No matter, how many people you take out, there will never be a shortage of replacements.
Plans to get all combat troops out by 2014 were made by the Obama administration, but
many doubted the capacity of the Afghan government to sustain control.
Afghan forces eventually began to take the lead in security responsibilities in 2013
and military training became the focus, with 9,800 U.S. troops remaining through to 2016.
The troop drawdown approach wasn't necessarily wrong
because no one wanted to have this never-ending
conflict but setting that deadline, potentially, and vocally setting it, was misconceived and
that's something that Trump has obviously tried to avoid, he very clearly said there is
no fixed timetable, which has been really welcomed inside Kabul.
"The American people are weary of war without victory"
In Trump's first year, the Afghanistan problem caused a rift between members of his administration.

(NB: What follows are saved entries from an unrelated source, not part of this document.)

PR #8403, opened 2024-04-18
cranelift/aarch64: Simplify generating constants

jameysharp:
While reviewing #8393 I found the existing `load_constant64_full` function nearly incomprehensible, so I rewrote it. Besides having many fewer cases now, this should also fix part of the bug that #8393 addresses, but that PR fixes other issues as well.

This PR changes the operand size that we emit for some cases from 32-bit to 64-bit. In those cases, the operand size doesn't matter because we want the upper 32 bits to be zero. We set them that way with the initial instruction: widening `movz` from 32-bit to 64-bit doesn't change anything. And we preserve the upper bits with subsequent `movk` instructions, instead of zeroing them, but they were already zero.

### DIFF
--- a/cranelift/codegen/src/isa/aarch64/lower/isle.rs
+++ b/cranelift/codegen/src/isa/aarch64/lower/isle.rs
@@ -3,7 +3,6 @@
 // Pull in the ISLE generated code.
 pub mod generated_code;
 use generated_code::Context;
-use smallvec::SmallVec;
 
 // Types that the generated ISLE code uses via `use super::*`.
 use super::{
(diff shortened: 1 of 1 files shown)


jameysharp:
#8393 landed so I've rebased this.

Also, I've switched to an implementation which I believe generates exactly the same instructions as the prior implementation in all cases. There are some choices we could make which would synthesize the same constants using a different sequence of instructions, but in almost all cases we'd produce the same number of instructions, so it doesn't make much difference. This algorithm is simple and produces readable disassembly listings so we might as well preserve the existing behavior.

elliottt (approved):
Awesome!

PR #8404, opened 2024-04-18
Add support for recursion groups in the types registry

fitzgen:
This adds support for recursion groups in Wasmtime's type registry, but still just for function types. Adding struct and array types should be relatively easy after this. At least, we won't have to be concerned with canonicalization, just updating heap type matching everywhere and all that.

Depends on https://github.com/bytecodealliance/wasm-tools/pull/1506 and updating the `wasm-tools` crates before this can land.

### DIFF
--- a/crates/wasmtime/src/runtime/component/instance.rs
+++ b/crates/wasmtime/src/runtime/component/instance.rs
@@ -319,11 +319,11 @@ impl<'a> Instantiator<'a> {
         // below, but the funcrefs can all be configured here.
         for (idx, sig) in env_component.trampolines.iter() {
             let ptrs = self.component.trampoline_ptrs(idx);
-            let signature = self
-                .component
-                .signatures()
-                .shared_type(*sig)
-                .expect("found unregistered signature");
+            let signature = match self.component.signatures().shared_type(*sig) {
+                Some(s) => s,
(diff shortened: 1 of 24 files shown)


crates/wasmtime/src/runtime/component/instance.rs
```diff
@@ -502,9 +504,18 @@ impl<'a> Instantiator<'a> {
...
                 EngineOrModuleTypeIndex::Engine(e) => Some(e),
                 EngineOrModuleTypeIndex::Module(m) => module.signatures().shared_type(m),
+                EngineOrModuleTypeIndex::RecGroup(_) => unreachable!(),
             };
             let actual = unsafe { f.func_ref.as_ref().type_index };
-            assert_eq!(expected, Some(actual));
+            assert_eq!(
+                expected,
+                Some(actual),
+                "type mismatch for import {imp_module:?} {imp_name:?}!!!\n\n\
```
alexcrichton, line 513: !!!!1!!11!!

alexcrichton (approved):

crates/wasmtime/src/runtime/component/instance.rs
fitzgen: :exclamation:

PR #8405, opened 2024-04-18
Use callee-save registers for the riscv64 tail calling convention

elliottt:
Switch to using the same set of callee saved registers as the default calling convention on riscv64. This also introduces the contraint that indirect tail calls store their destination in `t0`, which was an assumption of indirect calls before, but not indirect return calls.


jameysharp (approved):
I believe this is correct for the same reasons as similar changes to aarch64, as discussed in https://github.com/bytecodealliance/wasmtime/pull/8406#pullrequestreview-2010186633.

Whilst Trump's initial instinct was an immediate withdrawal, his advisors successfully persuaded
him to press ahead with a military commitment.
We pulled out of Iraq in 2011 and we didn't like the results.
In 2014 the Islamic State burst out of Syria, marched all the way to the gates of Baghdad
and was only stopped at the very suburbs of the city, from taking over the city and the
country and we said god that could happen in Afghanistan too and it's also what led
to President Trump against his own instincts to sustain that commitment.
"The men and women who serve our nation in combat deserve a plan for victory.
They deserve the tools they need, and the trust they have earned, to fight and to win."
It's physical impossibility to win anything militarily over there.
Now there's no standard, we're not even shooting for anything, there's nothing written
down, there's no strategic objectives that once you have changed these three things then
you'll know you'll win.
I don't really believe that anyone thinks that - well and they admit themselves - it
can't be won, it's managing and trying to capitalize on any opportunities to bring
the Taliban into the peace process.
So if the U.S. can't win, what can President Trump realistically hope to achieve?
He won the election because he's a disruptive figure and he's a non-politician and that's
what people were sick of the status quo and they were looking for that.
He needs to hire somebody like him.
Somebody who's not status quo,
somebody who's willing to look at this with fresh eyes, and he'll then listen to.
The best case scenario would be, and what I think needs to happen is,
we're going to have to shut the mission down.
It will be chaotic, it will be problematic, they'll be winners and they'll be losers.
But the people on the ground, who have to live with the outcome,
have to be the ones that find a solution.
The Taliban's strength comes from the fact that they don't need to win.
Firstly, they just need to continue,
secondly they win through perception, so even if they're not actually
winning, and everyone knows that they can't win this war militarily,
the fact that the Afghan government is losing, is what matters.
Now perhaps at some point, a negotiated peace might be available,
I don't think anybody thinks that's in the near-term,
but until then, if [Trump] adheres to the policy set out in that speech,
it's an open-ended commitment to sustain support for the Afghan government
to provide advice and assistance for as long as is necessary
to prevent the Taliban from overturning the government and taking control of the country.
What Afghanistan needs more than anything is a legitimate state.
This is increasingly an Afghan civil war, it's an internal Afghan conflict,
it's based on this lack of legitimacy, that
we've never been able to really get our heads around,
how to actually build that legitimate state.
We have to recognize that military power can not solve political problems.